== SUPPLIED INFORMATION
PR #436, opened 2024-10-19
APP: Show 404 error when content is expired / scheduled but available in IndexedDb, or when not available in IndexedDb

belljohan3:


app/src/pages/SingleContent.vue
```diff
@@ -141,11 +149,10 @@ function selectTag(parentId: Uuid) {
         </div>
     </div>
 
-    <div v-if="isLoading">
-        <LoadingSpinner />
-    </div>
+    <NotFoundPage
+        v-if="isContentNotFound || isExpiredOrScheduled || content.status == PublishStatus.Draft"
+    />
```
laurensgroeneveld, line 154: From just a quick glance at this: doesn't this mean their could be a short flash of "404" before the content is shown? I haven't tested this yet though.

ivanslabbert: This should not happen under normal circumstances as content should already be in IndexedDB when routing from from the home page.

In cases where people open a link that is routing to the article without having the document in IndexedDB yet, this might happen and we will need a loading state. But I am not sure how we would be able to determine that without having a live API which can query the API directly, so perhaps we need to add a follow-up task to look at this once we have a live API available.

ivanslabbert (commented):
We need a 404 HTTP response when building the site to static pages (which we will do sometime soon with Vite for the public website). @belljohan3 could you research how one would implement that with Vue?

ivanslabbert (changes requested):
Please also add tests to test that scheduled and expired content gives a 404?

ivanslabbert (approved):

belljohan3:
can i merge this @ivanslabbert @DirkDevelopmentFreelance ?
====
YOUR TASK: Using the records above, list each line that includes "could".

ANSWER:
laurensgroeneveld, line 154: From just a quick glance at this: doesn't this mean their could be a short flash of "404" before the content is shown? I haven't tested this yet though.
We need a 404 HTTP response when building the site to static pages (which we will do sometime soon with Vite for the public website). @belljohan3 could you research how one would implement that with Vue?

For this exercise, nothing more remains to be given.